A inércia nesse campo é um atentado à soberania brasileira. O cinema e o audiovisual são ferramentas poderosas de identidade e projeção nacional, mas sem uma indústria que os sustente, permaneceremos vulneráveis. O momento exige ação imediata e liderança decidida. O cinema brasileiro não pode mais esperar.
Políticas para a difusão e exibição e o desafio das telas para o audiovisual brasileiro
É nítido o crescente aumento na produção audiovisual brasileira. Os investimentos públicos centrados quase que exclusivamente na produção e, mais recentemente, desatrelados de estratégias de distribuição e exibição, trouxe à tona antigos problemas como os limites do parque exibidor, a necessidade de valorização dos Canais Brasileiros e Super Brasileiros de Espaço Qualificado, a falta de fomento aos festivais e mostras nacionais e maiores e melhores investimentos para a distribuição e promoção. Portanto, não há desenvolvimento possível sem medidas práticas e urgentes para a ampliação e sustentação de um sistema exibidor brasileiro.
Mesmo em grandes cidades, com muitas salas de cinema, há comunidades, de grande agrupamento populacional, sem cinemas. Mais de 92% dos municípios brasileiros não possuem um complexo de cinema. Ao considerar o universo de municípios com menos de cem mil habitantes, o número é mais alarmante, nem 3,50% tem salas de cinema. E, neste contexto, é fundamental compreender que a sala de cinema representa mais do que um canal de exibição, é também uma vivência social, um ponto de encontro, uma memória, parte da formação humana e da experiência coletiva.

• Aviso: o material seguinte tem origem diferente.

PR #1038, opened 2023-02-09
mirrord-layer: Changed default to read AWS credentials from remote pod.

aviramha:


DmitryDodzin (approved):

mirrord/layer/src/file/filter.rs
```diff
@@ -100,6 +100,7 @@ fn generate_remote_ro_set() -> RegexSet {
         // AWS cli cache
         // "file not exist" for identity caches (AWS)
         r".aws/cli/cache/.+\.json$",
+        r".aws/credentials$",
```
DmitryDodzin, line 103: Nitpick but maybe add `.aws/config` too for default region

aviramha: nice one!

aviramha: nice one!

É imperativo ampliar o parque exibidor, para que isto aconteça, é necessário criar políticas públicas para ampliar a quantidade de salas de cinema, especialmente em regiões periféricas e no interior do país, promovendo arranjos institucionais que integrem governos, universidades e associações privadas na gestão de salas de cinema.
Retomar mecanismos de incentivo (como o Prêmio Adicional de Renda) é tão importante quanto criar novos modelos de sustentabilidade e manutenção de espaços de exibição. Da mesma forma, o FSA deverá voltar a fomentar a infraestrutura de exibição, com recursos não reembolsáveis para ações de formação de público e difusão de conteúdos nacionais. Bem como ampliar as linhas de crédito adequadas à realidade do setor de exibição comercial com contrapartida em projetos de formação de público e exibição de obras brasileiras.
Complementando todos os elos do sistema exibidor e tão fundamental como os demais, necessita-se retomar as linhas do FSA que possam garantir a parceria dos CABEQs e SuperCABEQs com os produtores, fomentando o mercado de licenças e contribuindo para a difusão das produções audiovisuais brasileiras independentes de todo o país.
O futuro do cinema e do audiovisual brasileiro depende de ações corajosas e estratégicas, que transcendam o discurso e se materializem em políticas públicas robustas e integradas. O momento exige que o governo federal assuma seu papel de liderança, colocando o audiovisual no centro de uma agenda nacional de reindustrialização e fortalecimento cultural. A regulação do streaming, o desenvolvimento industrial e a ampliação do sistema exibidor não são demandas isoladas, mas partes de um projeto maior de soberania, identidade e progresso. Unidos, os agentes do setor reafirmam seu compromisso em trabalhar pelo fortalecimento do audiovisual brasileiro, esperando que o governo responda à altura da urgência e importância deste chamado.